PR #4381, opened 2025-05-12
Merge native backup

### LINKED ISSUE #4138: Handle SM backup task pause/resume with Scylla API

### LINKED ISSUE #4141: Monitor Scylla backup API progress

### LINKED ISSUE #4143: Replace `/rclone/sync/movedir` with `/storage_service/backup` to use scylla streaming

### LINKED ISSUE #4384: Set Scylla task TTL for native backup

### LINKED ISSUE #4386: Add api switch for native backup

### LINKED ISSUE #4388: Upload all tables in parallel with native backup API
SM uploads tables sequentially in the context of a single node.
Uploading all tables at the same time with rclone puts too much pressure on the agent/node.

There is no such limitation with the native backup api.
Uploading all tables in parallel should even make it possible to achieve better controlled performance.
Moreover, it enables scylla to prioritize uploading snapshot-ed sstables which have already been removed from the data dir, which should allow to decrease disk space utilization faster. 

Note that it's still possible that some tables are uploaded with rclone and some with native backup api (e.g. when the upload results in creation of versioned files - even though it is a really rare case). In such cases, SM will first upload in parallel all tables which can be uploaded with native backup api, and then upload the remaining  tables sequentially with rclone api.

Michal-Leszczynski:
This PR contains subset of changes from `ml/scylla-api-2` needed in order to support native backup api.
The main change comes with replacing rclone `sync/movedir` api with native scylla `storage_service/backup` api when uploading snapshot-ed files into s3. This PR also makes some changes regarding configuring SM test env to support the native scylla backup api. The most interesting part from user perspective is the new `sctool backup --method` flag (previously `--api-hint`), which is documented as below:
```
   - name: method
      default_value: auto
      usage: |-
        Specify API used for uploading files.
        This flag can be set to either:
        - 'auto' means that native backup API will be used when possible, otherwise Rclone API will be used.
        - 'rclone' means that only Rclone API will be used.
        - 'native' means that only native API will be used.
        ScyllaDB Manager can use either Rclone API or native Scylla API for uploading snapshot-ed files.
        In both cases, it requires to configure ScyllaDB Manager Agent 'scylla-manager-agent.yaml' config.
        In case of native backup API, it also requires to configure 'object_storage_endpoints' in 'scylla.yaml'.
```

Initially it was supposed to be set to `rclone` by default, but I decided to go with `auto` because:
- we still want to have it set to `auto` before release
- it increases the scope of native backup api tests
- changing the default value is not just changing a single string - it also requires changes in the tests, which takes some minor time

Fixes #4143
Fixes #4138
Fixes #4141
Fixes #4384
Fixes #4386
Fixes #4388


Michal-Leszczynski:
Build: https://jenkins.scylladb.com/view/scylla-manager/job/manager-master/job/manager-build/986/artifact/00-Build.txt

Michal-Leszczynski:
@karol-kokoszka @VAveryanov8 Please take a look. This is important in terms of leveraging the new native backup api from Scylla 2025.2.

VAveryanov8 (approved):
LGTM

pkg/service/backup/worker_upload.go
```diff
@@ -33,88 +33,115 @@ func (w *worker) Upload(ctx context.Context, hosts []hostInfo, limits []DCLimit)
...
+	// NOTE that defers are executed in LIFO order
+	// Abort on cancel.
+	defer func() {
+		if scheduler.IsTaskInterrupted(ctx) {
+			err = parallel.Abort(err)
+		}
+	}()
+	// Add keyspace table info to error mgs.
+	defer func() {
+		err = errors.Wrapf(err, "%s.%s", d.Keyspace, d.Table)
```
VAveryanov8, line 134: nit: I think keyspace and table will be already included into log message as per err handler: 
```go
	w.Logger.Error(ctx, "Failed to upload host",
				"host", d.Host,
				"keyspace", d.Keyspace,
				"table", d.Table,
				"error", err,
			)
```

pkg/service/backup/worker_upload.go
```diff
@@ -33,88 +33,115 @@ func (w *worker) Upload(ctx context.Context, hosts []hostInfo, limits []DCLimit)
...
+	// Skip snapshots that are already uploaded.
+	if d.Progress.IsUploaded() {
+		w.Logger.Info(ctx, "Snapshot already uploaded skipping", "host", h.IP, "keyspace", d.Keyspace, "table", d.Table)
+		return nil
 	}
 
-	return parallel.Run(len(dirs), 1, f, notify)
+	// NOTE that defers are executed in LIFO order
+	// Abort on cancel.
+	defer func() {
```
VAveryanov8, line 127: nit: IMHO one defer would be enough here :) 
```go
defer func() {
  if scheduler.IsTaskInterrupted(ctx) {
			err = parallel.Abort(err)
      return
	 }
   if err != nil {
       return 
   }
   // cleanup
   err = errors.Wrap(w.deleteTableSnapshot(ctx, h, d), "delete table snapshot")
}()
```

VAveryanov8 (approved):
:+1:

Michal-Leszczynski:
@karol-kokoszka please take a look!

docs/source/sctool/partials/sctool_backup_update.yaml
```diff
@@ -88,6 +88,17 @@ options:
...
+      default_value: auto
+      usage: |-
+        Specify API used for uploading files.
+        This flag can be set to either:
+        - 'auto' means that native backup API will be used when possible, otherwise Rclone API will be used.
+        - 'rclone' means that only Rclone API will be used.
+        - 'native' means that only native API will be used.
+        ScyllaDB Manager can use either Rclone API or native Scylla API for uploading snapshot-ed files.
+        In both cases, it requires to configure ScyllaDB Manager Agent 'scylla-manager-agent.yaml' config.
+        In case of native backup API, it also requires to configure 'object_storage_endpoints' in 'scylla.yaml'.
```
karol-kokoszka, line 101: Let's explain the difference between native API and Rclone API (a.k.a. previous comment).

pkg/cmd/agent/root.go
```diff
@@ -65,6 +65,11 @@ var rootCmd = &cobra.Command{
 			return errors.New("configuration file must specify auth-token")
 		}
 
+		// Fill provider config
+		c.S3.AutoFill()
```
karol-kokoszka, line 69: I'm thinking about this part in the context of adding AutoFill to the `/node_info` endpoint.
If the intention is to fill the region value of config, so that AutoFill() doesn't need to read the metadataAPI again, then it's wrong, because AutoFill() just logs on errors. If the provider is not AWS, then the region will never be set and it always need to query the metadata again.

pkg/command/backup/cmd.go
```diff
@@ -163,7 +165,11 @@ func (cmd *command) run(args []string) error {
 		ok = true
 	}
 	if cmd.Flag("skip-schema").Changed {
-		props["skip_schema"] = cmd.purgeOnly
+		props["skip_schema"] = cmd.skipSchema
```
karol-kokoszka, line 168: I think it was not possible to change the skip_schema to ture, as purgeOnly is true only if someone just to explicitly clean expired snapshots.
Nice finding.

pkg/schema/nopmigrate/nopmigrate.go
```diff
@@ -18,7 +22,159 @@ func nopCallback(context.Context, gocqlx.Session, migrate.CallbackEvent, string)
...
+	tmpMetadata := dstMetadata
+	tmpMetadata.Name = tmpName
+	tmp := table.New(tmpMetadata)
+
+	if err := session.ExecStmt(fmt.Sprintf(createDstStmt, tmpName)); err != nil {
+		return errors.Wrap(err, "create tmp_restore_run_progress")
+	}
+
+	err := dbutil.RewriteTable(session, tmp, src, func(m map[string]interface{}) {
+		m["remote_sstable_dir"] = m["manifest_path"]
```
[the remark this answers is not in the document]
karol-kokoszka: Why it it needed for native backup ? It's just a cosmetic change ? I mean, to keep more relevant naming ? Does the new backup keep the current specification and backup dir hierarchy ?

pkg/service/backup/backup.go
```diff
@@ -45,6 +49,16 @@ func makeHostInfo(nodes []scyllaclient.NodeStatusInfo, locations []backupspec.Lo
 			hi[i].RateLimit = dcr[""] // no rate limit is ok, fallback to 0 - no limit
 		}
 		hi[i].Transfers = transfers
+
+		ip, err := netip.ParseAddr(h.Addr)
```
karol-kokoszka, line 53: I saw that you are assuring that the ip is in form of netip.ParseAddr when calling to makeHostInfo from the service. Why it's duplicated here as well ? 
Other method users are not applying this function ?

karol-kokoszka:
`integration-tests-latest` are validating the native backup right ?

karol-kokoszka:
@Michal-Leszczynski Overall, looks very good.
Please resolve the comment about unnecessary calls to the AWS instance metadata endpoint.

pkg/cmd/agent/nodeinfo.go
```diff
@@ -63,6 +66,16 @@ func (h *nodeInfoHandler) versionInfo(ctx context.Context, info *scyllaclient.No
 	return nil
 }
 
+func (h *nodeInfoHandler) rcloneProviderConfig(info *scyllaclient.NodeInfo) {
+	h.config.S3.AutoFill()
```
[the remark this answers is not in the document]
Michal-Leszczynski: > This code is problematic, because it always probes the AWS metadata URL. Regardless if the node is deployed to AWS or not.

This code is not even needed, I just put it there for safety, so that we can assume that the s3 region is always filled if we are deployed in s3. You are right that it should be deleted.

pkg/cmd/agent/root.go
Michal-Leszczynski: Right, so we can delete the `AutoFill` from `/node_info` endpoint.
Note that we are not really concerned with problems like "what if we are deployed in aws but AutoFill failed because of unrelated reasons?", because in such cases rclone server would be incorrectly initialized for the s3 backend and it wouldn't work anyway.

Michal-Leszczynski:
> integration-tests-latest are validating the native backup right ?

Yes, but I will also work on #4393 (in a separate PR) to make it more visible.

Michal-Leszczynski:
Added 3 commits that needs to be squashed before merge:
- [s: update docs](https://github.com/scylladb/scylla-manager/pull/4381/commits/6c81500f38d3cab7ac17632798efe7d65aecf83f)
- [s: remove unnecessary AutoFill calls](https://github.com/scylladb/scylla-manager/pull/4381/commits/6a32b40ba6a8fbb082b2b38106daea43e70d40d3)
- [s: improve handling of empty s3 region](https://github.com/scylladb/scylla-manager/pull/4381/commits/3f5927c2c02b4fc466424f760246d3e6d614a101)

@karol-kokoszka please take a look

karol-kokoszka (approved):
:+1: 
Please squash and merge. It's ok to to have more than 1 commit, but don't leave micro commits, rather rely on features.
Commits like:
```
[feat(restore): adjust model to recreated restore_run_progress]
[refactor(scyllaclient): remove unused ToCanonicalIP]
[feat(sstable): describe sstable specification]
```

Are not informative without the context. Linking the issue is not enough.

*EXERCISE OBJECTIVE:* The answer should consist of the lines from the first line of the entries through the line with "Uploading all tables in", copied exactly.

*TASK RESPONSE:*
PR #4381, opened 2025-05-12
Merge native backup

### LINKED ISSUE #4138: Handle SM backup task pause/resume with Scylla API

### LINKED ISSUE #4141: Monitor Scylla backup API progress

### LINKED ISSUE #4143: Replace `/rclone/sync/movedir` with `/storage_service/backup` to use scylla streaming

### LINKED ISSUE #4384: Set Scylla task TTL for native backup

### LINKED ISSUE #4386: Add api switch for native backup

### LINKED ISSUE #4388: Upload all tables in parallel with native backup API
SM uploads tables sequentially in the context of a single node.
Uploading all tables at the same time with rclone puts too much pressure on the agent/node.

There is no such limitation with the native backup api.
Uploading all tables in parallel should even make it possible to achieve better controlled performance.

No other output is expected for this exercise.